Here you go Les. I did take one pic of it with two of the drawers open before I delivered it. I used the green spray type flocking inside the drawers. Just realized when looking at the preview of this pic.....I must have used 7 layers deep of 3/4" on this one....It's bad when you get old and the memory goes....isn't it? :roll: 
Lin


----------



## Gill (19 Mar 2006)

Very nice projects, Lin, especially the bandsawn box. It's good to see that you still dabble in wood occasionally :wink:   .

What sort of flocking did you use for the drawers? It doesn't look like the spray on stuff to me (but there again, I wouldn't know anyway).

Gill

PS Les - you just missed a Diamond AF-24VS that went on Ebay for £100. I didn't \/ .


----------



## Lin (19 Mar 2006)

Gill. I used the flocking made by Donjer......I guess saying spray on isn't the correct term. I didn't cut loose with the $$ for the air assist thing that you can buy for applying the fibers.........so I use the tube wityh the pump and twist method to spray them onto the colored adhesive. Stuff works great though and adds a bit of elegance to the piece that I feel the felt I used at first on my scrolled boxes just can't match up to.
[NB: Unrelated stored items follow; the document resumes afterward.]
PR #1904, opened 2022-12-13
Extract regex to constant in HTML formatter

tancnle:
This helps to reduce multiple instantiations of escape regex variables in the HTML formatter. Also, add some stylish changes around the indentation. 

This PR extracts partial changes proposed in https://github.com/rouge-ruby/rouge/pull/1670 by @robotmay.

I have verified that the change does not affect the HTML output via the visual tester.

Screenshot 2022-12-14 at 10 20 46 am

### DIFF
--- a/lib/rouge/formatters/html.rb
+++ b/lib/rouge/formatters/html.rb
@@ -5,6 +5,14 @@ module Rouge
   module Formatters
     # Transforms a token stream into HTML output.
     class HTML < Formatter
+      TABLE_FOR_ESCAPE_HTML = {
+        '&' => '&amp;',
+        '<' => '&lt;',
+        '>' => '&gt;',
+      }.freeze
+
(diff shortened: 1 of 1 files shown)


tancnle:
@jneen Any thoughts on this PR since you have reviewed the related one? 🙏🏼

tancnle:
Thanks, @jneen.

> Do we have benchmarks for this? I'm a bit wary of perf related changes without actual benchmarks to back it up, since we've been sent on goose chases before.

I don't think this is a perf-related change :) This PR does not include the `gsub!` implementation from the original PR.

jneen:
I should also say, `gsub!` should be safe, since the strings here come from regexp capture groups, which as far as I'm aware are created on match.

jneen:
(FWIW we already mutate these strings to de-duplicate adjacent tokens of the same type in `Lexer#continue_lex`)

Issue #1759, opened 2021-11-02
Support PHP8 attributes


bobvandevijver:
**Is your enhancement request related to a problem? Please describe.**
PHP8 added [attribute support](https://www.php.net/manual/en/language.attributes.overview.php), but they are currently rendered as simply a comment.

**Describe the solution you'd like**
I would like to see similar syntax highlighting as with normal classes.

**Additional context**
See this [example](http://rouge.jneen.net/v3.26.0/php/LyoqCiAqIFNvbWUgY29tbWVudAogKi8KI1tSb3V0ZSgiL2FwaSIsIG5hbWU6ICJhcGkiKV0KY2xhc3MgQ29udHJvbGxlcgp7CiAgLy8gQSBjb21tZW50CiAgcHVibGljIGZ1bmN0aW9uIHNlcnZlKCl7CiAgICBlY2hvICJ0ZXN0IjsKICB9Cn0).

kissifrot:
Hello, do you have any news about this? 
PHP 8+ is now widely used, and doing MR reviews is getting quite difficult when all attributes are displayed as comments 😅

PR #1915, opened 2023-01-17
Support attributes in PHP lexer

tancnle:
This PR adds highlight for [PHP Attributes](https://www.php.net/manual/en/language.attributes.overview.php).

Screenshot 2023-01-18 at 12 14 32 am

Resolves https://github.com/rouge-ruby/rouge/issues/1759

### DIFF
--- a/lib/rouge/lexers/php.rb
+++ b/lib/rouge/lexers/php.rb
@@ -211,7 +211,7 @@ module Rouge
 
       state :whitespace do
         rule %r/\s+/, Text
-        rule %r/#.*?$/, Comment::Single
+        rule %r/#[^\[].*?$/, Comment::Single
         rule %r(//.*?$), Comment::Single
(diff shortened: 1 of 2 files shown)


d9beuD:
Hey @tancnle, nice work you did here! Wouldn't be great to have **syntax highlight inside PHP attributes** like VSCode does?

By the way, if an attribute is multiline (see example bellow), it identifies the attribute class name as a function name.

```php
#[ApiResource(
    operations: [
        new GetCollection(),
        new Post(processor: UserPasswordHasher::class, validationContext: ['groups' => ['Default', 'user:create']]),
        new Get(
            uriTemplate: '/users/me',
            security: "is_granted('ROLE_USER') and object == user",
            provider: CurrentUserProvider::class,
            openapi: new Operation(
                summary: 'Retrieves the current user',
            )
        ),
    ],
)]
```

PR #1925, opened 2023-01-31
Fixes for base16 theme

skipkayhil:
## Background

Commits are split into refactor/changes/additions, so reviewing them individually should be much easier than the final diff.

Base16 ruby code highlighting reference: https://base16.vercel.app/previews/base16-default-dark

There are still a few discrepancies between the After and the reference highlighting:
- In the base16 reference, `require` is highlighted like a keyword and `attr_accessor`, `print`, and `puts` are highlighted like methods, but the Rouge ruby lexer defines all of these as `Name::Builtin`. I think most of the Rouge's ruby `Name::Builtin` should just be removed so that they can just be methods, but that isn't related to the Base16 theme.
- `self` is correctly highlighted like a keyword in the reference, but the lexer currently says its a `Name::Class`.
- Rouge has `Person::name` as a `Name`, but I _think_ it should be possible to update the lexer to correctly identity them as `Name::Function`

## Example Screenshots

Before:

image

After:

image

### DIFF
--- a/lib/rouge/themes/base16.rb
+++ b/lib/rouge/themes/base16.rb
@@ -63,7 +63,8 @@ module Rouge
 
       style Keyword::Constant,
             Keyword::Declaration,
-            Keyword::Type, :fg => :base09
+            Keyword::Type,
+            Literal::Number, :fg => :base09
 
       style Comment::Preproc,
             Name::Class,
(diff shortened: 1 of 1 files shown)


skipkayhil:
hey @tancnle, anything I can do to help get this merged?

PR #1936, opened 2023-03-22
Delete buggy detection for Mosel

CyrilBrulebois:
The “Lexer Development” doc says:

    It is important to note that self.detect? should only return true if it is
    100% sure that the language is detected.

The specified function matches any file containing the words “model” or “package” at the beginning of a line, which misfires quite a lot!

Regularly spotted with debian/changelog files on https://salsa.debian.org/ (powered by GitLab).

---

In passing, http://rouge.jneen.net/ (mentioned in the About section) is unreachable.

### DIFF
--- a/lib/rouge/lexers/mosel.rb
+++ b/lib/rouge/lexers/mosel.rb
@@ -13,10 +13,6 @@ module Rouge
 
       mimetypes 'text/x-mosel'
 
-      def self.detect?(text)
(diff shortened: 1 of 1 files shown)


jneen:
Very good catch, thank you!

tancnle:
Thanks for the contribution @CyrilBrulebois. LGTM 🚀

PR #2114, opened 2025-03-03
add xbsl language

theshadowco:
Add new lang XBsl


Suban05:
@tancnle We'd like to check on the status of this PR. Would you have a chance to review it? We'd appreciate any feedback

PR #2115, opened 2025-03-13
Add *.razor file glob to HTML  [EASY MERGE]

Inspirateur:
This is a copy of https://github.com/rouge-ruby/rouge/pull/1522 but for .razor files which are basically the successor of .cshtml files and use roughly the same syntax (see https://stackoverflow.com/a/56271408/8915326)

Using HTML syntax highlighting on .razor files will already be MUCH better than having no syntax highlighting at all.  

I came here after reading this Gitlab issue https://gitlab.com/gitlab-org/gitlab-foss/-/issues/42855 we don't have hightlighting on .razor files on Gitlab because of this :)

### DIFF
--- a/lib/rouge/lexers/html.rb
+++ b/lib/rouge/lexers/html.rb
@@ -7,7 +7,7 @@ module Rouge
       title "HTML"
       desc "HTML, the markup language of the web"
       tag 'html'
-      filenames '*.htm', '*.html', '*.xhtml', '*.cshtml'
+      filenames '*.htm', '*.html', '*.xhtml', '*.cshtml', '*.razor'
       mimetypes 'text/html', 'application/xhtml+xml'
 
       def self.detect?(text)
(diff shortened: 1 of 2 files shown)


Inspirateur:
Should the maintainer role be passed on ? No interaction on such a low hanging fruit is somewhat concerning when this library is used by big projects such as GitLab :/

tancnle:
@Inspirateur Thank you for your contribution. This was slipped out of my radar. LGTM 🚀

Inspirateur:
phew, that's reassuring :) Thank you !

Inspirateur:
When can we expect a release that includes this change ? 🥺 I think we need it for Gitlab to pick it up.

tancnle:
I will cut a release sometime this week.

Inspirateur:
> I will cut a release sometime this week.

Can I expect a release today then 👀 ? Thanks for your work.

PR #2118, opened 2025-03-21
Update CSS lexer

gerardbm:
Huge update for the CSS lexer. It includes new syntax for flex, grid, math, transformations, animations, gradients, counters and more.

I wrote a full CSS course so I had the need to improve an extend this lexer.


tancnle:
Thanks, @gerardbm. LGTM 🚀

jneen:
This PR broke Sass, which depended on `CSS.constants` being a list of keywords - it's now `Module#constants`. It is being addressed in the Keywords API branch but @tancnle if we want to release 5.0 before that is finished, we should backport a fix for this.

jneen:
Fixed in #2270.

PR #2121, opened 2025-03-28
Add record keyword declaration for Java 14+

0xh3xa:
### Description

- Added support for the record keyword declaration for Java 14 and later versions.
- Updated the syntax parsing logic to recognize record as a valid class declaration type.
- Changes in `lib/rouge/lexers/java.rb`

|Before|After|
|----------|-------|
|image|image|


tancnle:
Thanks @0xh3xa. LGTM 🚀

PR #2123, opened 2025-04-22
c++: support f, F as float suffixes

### LINKED ISSUE #577: C/C++ issue on float suffix highlighting

jneen:
Fixes #577

### DIFF
--- a/lib/rouge/lexers/cpp.rb
+++ b/lib/rouge/lexers/cpp.rb
@@ -62,8 +62,8 @@ module Rouge
         rule %r/(class|struct)\b/, Keyword, :classname
         rule %r/template\b/, Keyword, :template
         rule %r/#{dq}(\.#{dq})?(?:y|d|h|(?:min)|s|(?:ms)|(?:us)|(?:ns)|i|(?:if)|(?:il))\b/, Num::Other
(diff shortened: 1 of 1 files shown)


jneen:
new visual specs: 
image

tancnle:
Thanks @jneen ❤️ LGTM 🚀

CookiePLMonster:
Does this not render https://github.com/rouge-ruby/rouge/pull/578 obsolete?

PR #2126, opened 2025-04-29
rust: Add support for string continuation escape

### LINKED ISSUE #2102: Rust lexer does not support string continuation escapes
**Name of the lexer**
Rust

**Code sample**

```rust
const REQUEST: &[u8] = b"GET http://example.com/ HTTP/1.1\r\n\
    Host: example.com\r\n\
    Accept: */*\r\n\
    \r\n";
```

It also helps if you can provide a link to a code sample on [rouge.jneen.net][dingus].

**Additional context**
The `REQUEST` is a valid Rust string literal, as described in [The Rust Reference](https://doc.rust-lang.org/reference/expressions/literal-expr.html#string-continuation-escapes), backslash at the end of line has special meaning in Rust.

[dingus]: https://rouge.jneen.net/v4.5.1/rust/Y29uc3QgUkVRVUVTVDogJlt1OF0gPSBiIkdFVCBodHRwOi8vZXhhbXBsZS5jb20vIEhUVFAvMS4xXHJcblwKICAgIEhvc3Q6IGV4YW1wbGUuY29tXHJcblwKICAgIEFjY2VwdDogKi8qXHJcblwKICAgIFxyXG4iOw

Jisu-Woniu:
Closes #2102

### DIFF
--- a/lib/rouge/lexers/rust.rb
+++ b/lib/rouge/lexers/rust.rb
@@ -253,6 +253,7 @@ module Rouge
       state :string do
         rule %r/"/, Str, :pop!
         rule escapes, Str::Escape
+        rule %r/\\\n[ \t\r\n]*/, Str::Escape
         rule %r/[^"\\]+/m, Str
       end
     end
--- a/spec/visual/samples/rust
+++ b/spec/visual/samples/rust
@@ -38,6 +38,9 @@ println!(r###"r##"r#""#"##"###);
 println!(r#"
   "New line in a raw string"
 "#);
+println!("String continuation\
+
+    escape");
 
 trait Iterable<A> {
     fn iterate(&self, blk: impl FnMut(&A) -> bool);


Jisu-Woniu:
I am not familliar with Ruby, please correct me if I made any mistake.

Jisu-Woniu:
Can someone review this PR，please?

lib/rouge/lexers/rust.rb
```diff
@@ -253,6 +253,7 @@ def macro_closed?
       state :string do
         rule %r/"/, Str, :pop!
         rule escapes, Str::Escape
+        rule %r/\\\n[ \t\r\n]*/, Str::Escape
```
tancnle: **suggestion:** Would this be sufficient? Point of reference, `pygments` uses the same [logic](https://github.com/pygments/pygments/blob/28ec10c5e154ee27201997feb573a0b065f74082/pygments/lexers/rust.py#L207) but they use `Str` token instead.

```suggestion
        rule %r/\\/, Str::Escape
```

Jisu-Woniu:
Using `%r/\\\n[ \t\r\n]*/` and `%r/\\$/` might highlight different spans for escape:

`%r/\\\n[ \t\r\n]*/`: (Manually applied `background-color: darkgreen` for escape string)



`%r/\\$/`:



As in [The Rust Reference](https://doc.rust-lang.org/reference/expressions/literal-expr.html#string-continuation-escapes),

> The escape sequence consists of `\` followed immediately by `U+000A` (LF), and all following whitespace characters before the next non-whitespace character. For this purpose, the whitespace characters are `U+0009` (HT), `U+000A` (LF), `U+000D` (CR), and `U+0020` (SPACE).
>
> The escaped value is an empty sequence of characters.

I think my current code `%r/\\\n[ \t\r\n]*/` is aligned with the reference.

tancnle:
Thank you for confirming @Jisu-Woniu :+1:

PR #2127, opened 2025-05-03
Add Ruby 3.4 to CI build

tancnle:


jneen:
@tancnle is there a reason for the `mutex_m` dependency here? It doesn't seem like it's used directly in the codebase

tancnle:
@jneen I might have picked this up with an old version of `minitest` (related [issue](https://github.com/minitest/minitest/issues/969)). I can't see the error on v6.0.1 now. 

We can update `minitest` requirement to something like the following.

```ruby
gem 'minitest', '>= 6.0'
```

WDYT?

jneen:
Upgrading minitest seems like an easy win as long as the specs still work!

PR #2129, opened 2025-05-07
Drop support for Ruby < 3.2

tancnle:
With Ruby 2.7 and 3.1 being EOL, we should drop support for old versions to reduce Rouge gem maintenance effort.


tancnle:
Closing in favour of https://github.com/rouge-ruby/rouge/pull/2204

I like the feel of it. It's soft to the touch like suede and no lines to be seen. I guess I'm an ad for the product.....I use it and like what it does. Need to order another color besides the red and green that I have.......They carry a burgandy that peaks my interest.
Lin


----------



## Alf (20 Mar 2006)

Lin":3twsxm32 said:


> Gill. I used the flocking made by Donjer......


This stuff?

Nice stuff, Lin. I must admit the amount of sanding required has always stayed my hand when it comes to bandsawn boxes... 

Cheers, Alf


----------



## Lin (20 Mar 2006)

Alf, That's it exactly....I bought the "kit" plus another color a couple years ago......Still have plenty left to do many more boxes....I have done approx. three bandsaw boxes and six scrolled boxes with it. Great stuff.
As far as the sanding goes. I'm also a firm believer in "Timberwolf" bandsaw blades. Have tried a couple other brands but none compare to the "Timberwolf". The cut is rather smooth off the saw. Using these blades I have less sanding to do on the cut areas inside. I use an ocillating sander, pneumatic sander, and a bow sander to do the bandsaw boxes............of course nothing beats good ole elbow grease and hand sanding is a must on them. The pneumatic has helped me in the process since I bought it. Less elbow grease and time used on them now. 
Lin


----------



## Woodmagnet (20 Mar 2006)

Nice work Lin =D> =D>


----------